▶ [To do] What is the number of lines in the data below that contain "return"? Reply with the number only.

▶ [Data for the task]
PR #647, opened 2017-11-27
Initial submission for bowling challenge

antoniobelmar:


dearshrewdwit:
Love the commit messages!

app/public/src/Frame.js
```diff
@@ -0,0 +1,32 @@
+function Frame(roll1, roll2) {
+  this._rolls = [roll1, roll2]
+  this._MAX_PINS = 10
+};
+
+Frame.prototype.getRolls = function() {
+  return this._rolls;
+};
```
dearshrewdwit: In line 2, you declare `_rolls` as a private array. (a piece of state internal to the class). All your `Frame` methods control access to this array, which is great.

EXCEPT this one. This one just says "you know that private array I made earlier? It's not actually private. Any other class can use it. `Game` can use it. `Interface` can use it. Whatever"

This is super-confusing for me as a dev tasked with extending the code. On one hand, I understand that `Frame` should do all the business logic relating to managing an array of rolls. On the other hand, I'm being told from lines 6 to 8 that _any object_ can do the logic relating to managing the array of rolls.

The best bit is I know why you did this. You did it to make `Frame` testable (it's the only part of your code that uses this method). You wanted to test that frames contain rolls. Here's the secret – you don't need to test this. **Test behaviour, not state.** If the `Frame` object functions like it should, I don't care whether it contains rolls as an array, as a string, as an object, or as an AJAX call to some remote server sending out rolls.

app/public/src/Roll.js
```diff
@@ -0,0 +1,10 @@
+function Roll(pins) {
+  if(pins>10 || pins<0 || isNaN(pins)) {
```
dearshrewdwit: So two different perspectives here:

PERSPECTIVE 1:
The point of an initialiser is to set up a valid object. The object has been created and state is then set. I tend to have clean initialisers that expect valid input. I want input validation to happen as soon as possible to the user giving input rather than all the way down the chain to when the roll object is created. At the moment this means that if I were to change the rules I have to change the if condition of this object, which 

This also means a bunch of errors will be thrown in my program which I need to handle in order for my program not to break every single time bad input is given. Ideally, in production, i'd like to validate the input on the client side first, and then have a validation layer before calling new Roll().

PERSPECTIVE 2:

The responsibility of this object is to validate input for a roll, so it's incorrectly named. It should be some kind of RollBuilder or some such. Throwing errors is ok because it's a small specific error case that won't bubble up if handled at the correct layer.

app/public/src/Frame.js
antoniobelmar: Hi Ed,
I think I get this but I am just trying to see what you mean by "use it", other classes can certainly see the array but not really use it right? I understand that they don't really have a need for it(as you correctly point out I don't use get Rolls in other classes...that said, I do use it in the following prototype method of a Frame:

Frame.prototype.getRollKnockedPins = function(index) {
  return this.getRolls()[index].getKnockedPins();
};

If I shouldn't be making a getter for this should I be accessing my rolls property directly then?

Thanks!

app/public/src/Roll.js
antoniobelmar: Understood perspective 1, I guess the problem is me building this before building the interface which means that I didn't really take into account I could have validations on the actual user interface.

Understand perspective 2, would I be able to just get away with one object then? I seem to keep having issues with naming my objects correctly (Round class in rock/paper/scissors comes to mind), any tips for that? I know it seems stupid but when I realize a pattern I get worried!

▶ [Solution for this problem] 2